*Raw data*

PR #1803, opened 2021-03-21
Do not report the cancellation exception in IOApp

### LINKED ISSUE #1796: Allow suppressing default IOApp cancellation behavior
For apps that serve as e.g. REPLs, being cancelled by `Ctrl+C` doesn't seem like abnormal behavior, so I think there should be a way to opt out of the current behavior of printing a stack trace of `CancellationException`.

I have worked around this by calling the default `main` myself and catching that exception: 

```scala
object Main0 {

  def main(args: Array[String]) =
    try new Main().main(args)
    catch {
      case _: CancellationException => ()
      case e: Throwable            => throw e
    }
}
```

but that obviously has the disadvantage of having to manually wrap the IOApp instance and relies on an implementation detail.

I would suggest something like adding a non-final `def handle(e: Exception): Unit` / `def handle(e: CancellationException): Unit` method in IOApp, throwing by default. Open to other suggestions for solving this :)

vasilmkd:
Resolves #1796.

### DIFF
--- a/core/js/src/main/scala/cats/effect/IOApp.scala
+++ b/core/js/src/main/scala/cats/effect/IOApp.scala
@@ -72,7 +72,14 @@ trait IOApp {
         case Right(_) => sys.error("impossible")
       }
       .unsafeRunAsync({
-        case Left(t) => throw t
+        case Left(t) =>
+          t match {
+            case _: CancellationException =>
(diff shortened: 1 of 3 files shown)


djspiewak (approved):

vasilmkd:
Please don't merge before the CI runs.

kubukoz (approved):

PR #1811, opened 2021-03-22
Change to rename IOApp#config to runtimeConfig

vlovgr:
This change is because `config` is a fairly common name used in `IOApp`, since it's the point where you normally load and construct 'the world'. We've already seen a conflict in the following pull request: https://github.com/vlovgr/ciris/pull/439. There is also a Gitter discussion about it here: https://gitter.im/typelevel/cats-effect-dev?at=6058ebcc8478e061b9528068.


SystemFw (approved):
I think we should go ahead with this, following the principles of "delightful experience" and "minimise WTFs" for IOApp

djspiewak (approved):
Agree! Great find!

PR #1817, opened 2021-03-24
Backpressure Interface for CE3

etspaceman:
Created per the discussion on https://github.com/typelevel/cats-effect/pull/1695#issuecomment-804263305


std/shared/src/main/scala/cats/effect/std/Backpressure.scala
```diff
@@ -0,0 +1,89 @@
...
+
+  /**
+   * Creates an instance of Backpressure that can be used to rate limit effects
+   * @param strategy strategy to apply for this backpressure instance
+   * @param bound depth of the queue that the backpressure instance should manage
+   * @return a [[Backpressure]] instance
+   */
+  def apply[F[_]](
+      strategy: Strategy,
+      bound: Int
```
vasilmkd, line 57: Since this is passed to the underlying semaphore, which accepts `Long` arguments, should we maybe have this be a `Long` too?

etspaceman: Potentially, though the CE2 version uses an `Int`. Also, `Long` would be quite a large bound for what `Backpressure` is; `Long.MaxValue` would be a heck of a lot of concurrent effects 😅

vasilmkd: I agree. I was just raising a question on the API design. I'm fine either way.

vasilmkd:
Any objections here? I'd be happy to see this merged.

std/shared/src/main/scala/cats/effect/std/Backpressure.scala
```diff
@@ -0,0 +1,89 @@
...
+  )(implicit GC: GenConcurrent[F, Throwable]): F[Backpressure[F]] = {
+    require(bound > 0)
```
rossabaker, line 59: Would it be better to raise than throw here?  I'm surprised to find `require` in the code in a couple places, so there is precedent for this.

std/shared/src/main/scala/cats/effect/std/Backpressure.scala
```diff
@@ -0,0 +1,89 @@
...
+    Semaphore[F](bound.toLong).map(sem =>
+      strategy match {
+        case Strategy.Lossy =>
+          new Backpressure[F] {
+            override def metered[A](f: F[A]): F[Option[A]] =
+              sem
+                .tryAcquire
+                .bracket {
+                  case true => f.map(_.some)
+                  case false => none[A].pure[F]
```
rossabaker, line 69: Could cache this value so it doesn't need to be recreated on every backpressured call, at the expense of always creating it once.

std/shared/src/main/scala/cats/effect/std/Backpressure.scala
vasilmkd: Yeah... these instances exist because of the `GenConcurrent` constraint...

armanbilge (commented):
Cool!! Can we add syntax for this? Like I just proposed for `Supervisor` in #2068.

kubukoz:
@armanbilge if you're up for it, feel free to make the PR :) I'll merge for now to avoid delaying further (we're already past 3.2.0 though)

vasilmkd:
@djspiewak I guess the we're shipping this?

PR #1822, opened 2021-03-26
FiberRef

RaasAhsan:
Follow up to #1393

### DIFF
--- a/core/shared/src/main/scala/cats/effect/FiberRef.scala
+++ b/core/shared/src/main/scala/cats/effect/FiberRef.scala
@@ -1,0 +1,77 @@
+/*
+ * Copyright 2020-2021 Typelevel
+ *
+ * Licensed under the Apache License, Version 2.0 (the "License");
+ * you may not use this file except in compliance with the License.
+ * You may obtain a copy of the License at
+ *
+ *     http://www.apache.org/licenses/LICENSE-2.0
+ *
+ * Unless required by applicable law or agreed to in writing, software
+ * distributed under the License is distributed on an "AS IS" BASIS,
+ * WITHOUT WARRANTIES OR CONDITIONS OF ANY KIND, either express or implied.
+ * See the License for the specific language governing permissions and
+ * limitations under the License.
+ */
+
+package cats.effect
+
+import cats.syntax.all._
+
+trait FiberRef[F[_], A] extends Ref[F, A] {
+
+  /**
+   * Divorces the current reference from parent fiber and
+   * sets a new reference for the duration of `fa` evaluation.
+   */
+  def locally(fa: F[A]): F[A]
+
+}
+
+object FiberRef {
+
+  def apply[A](default: A): IO[FiberRef[IO, A]] =
+    for {
+      ref <- Ref.of[IO, A](default)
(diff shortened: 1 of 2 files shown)


core/shared/src/main/scala/cats/effect/FiberRef.scala
```diff
@@ -0,0 +1,77 @@
...
+
+import cats.syntax.all._
+
+trait FiberRef[F[_], A] extends Ref[F, A] {
+
+  /**
+   * Divorces the current reference from parent fiber and
+   * sets a new reference for the duration of `fa` evaluation.
+   */
+  def locally(fa: F[A]): F[A]
```
oleg-py, line 27: shouldn't that be `def locally[B](fb: F[B]): F[B]`? with a new method level type-parameter?

kubukoz: should yeah

kubukoz: We've had a similar case in Resource once... [`0bd5660` (#1368)](https://github.com/typelevel/cats-effect/pull/1368/commits/0bd5660eec0432b8141f76af214468c45ffdb744)

core/shared/src/main/scala/cats/effect/FiberRef.scala
```diff
@@ -0,0 +1,77 @@
...
+
+object FiberRef {
+
+  def apply[A](default: A): IO[FiberRef[IO, A]] =
+    for {
+      ref <- Ref.of[IO, A](default)
+      local <- FiberLocal[Ref[IO, A]](ref)
+    } yield new FiberRef[IO, A] {
+      override def locally(fa: IO[A]): IO[A] = {
+        val acquire = local.get.product(Ref.of[IO, A](default)).flatTap {
```
kubukoz, line 39: Random thought, should this use `default` or the current value in the "outer" scope as the initial value instead?

Also, we can save a lot of typing by doing `local.get` first and flatMapping over that, but I don't know about the performance.

core/shared/src/main/scala/cats/effect/FiberRef.scala
kubukoz, line 27: I tried using locals (a copy of this PR) to get a separate scope for every test in a weaver suite, but:

- using a normal `IOLocal` is insufficient, as I want to share the scope between fibers forked _within_ a single test
- using a `FiberRef` like here works as long as I remember to isolate the scope. Problem is, I don't expose the locals because they're hidden behind some interface (i.e. a tagless algebra). A way to do `locally` with _all FiberRefs in existence_ would be really cool. So pretty much the `IO.clearLocals` you mentioned in #1393, but with knowledge of `FiberRef` (just clearing the local doesn't cut it for a Ref because it can be the same value if we're at the start of a test).

> with knowledge of `FiberRef`

this is probably the worst part.

vasilmkd:
Not sure what the status is of this PR. Is there a consensus on how to continue here?

Feel free to remove it from the milestone if you think it's not going to make it.

djspiewak:
Any consensus on this? It seems like `locally` does need some adjustment at the least.

PR #2283, opened 2021-08-31
Work stealing runtime queues tuning

vasilmkd:
The initial commits in this PR are a preparation for the main intended change, which is to halve the local queue on overflow, but instead of 1 big batch of 128 fibers, create 4 batches of 32 fibers. At another time, when the batched queue is checked for fibers, it won't cause spillage of the local queue because only a smaller batch of fibers will be enqueued, instead of half of the queue being replaced, as was the case previously.

### DIFF
--- a/core/jvm/src/main/java/cats/effect/unsafe/LocalQueueConstants.java
+++ b/core/jvm/src/main/java/cats/effect/unsafe/LocalQueueConstants.java
@@ -43,7 +43,8 @@ class LocalQueueConstants {
   static final int HalfLocalQueueCapacity = LocalQueueCapacity / 2;
 
   /**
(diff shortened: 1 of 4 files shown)


vasilmkd:
@djspiewak I finalized the changes as a standalone package here. The PR can be merged as is. The fairness towards the batched queue is already improved, we alternate between the external and the batched queue. We did not lose performance and I think that we actually gained something, because adding batches to the local queue is now less disruptive.

I will continue the exploration for unifying the external and batched queues and allowing the application load to dynamically dictate the fairness towards the overflow and batched queue in a separate PR.

djspiewak (approved):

*Work instruction*
Using the listing above, say how many of its lines contain the string "free", giving nothing but the figure.

*Output for this task*
2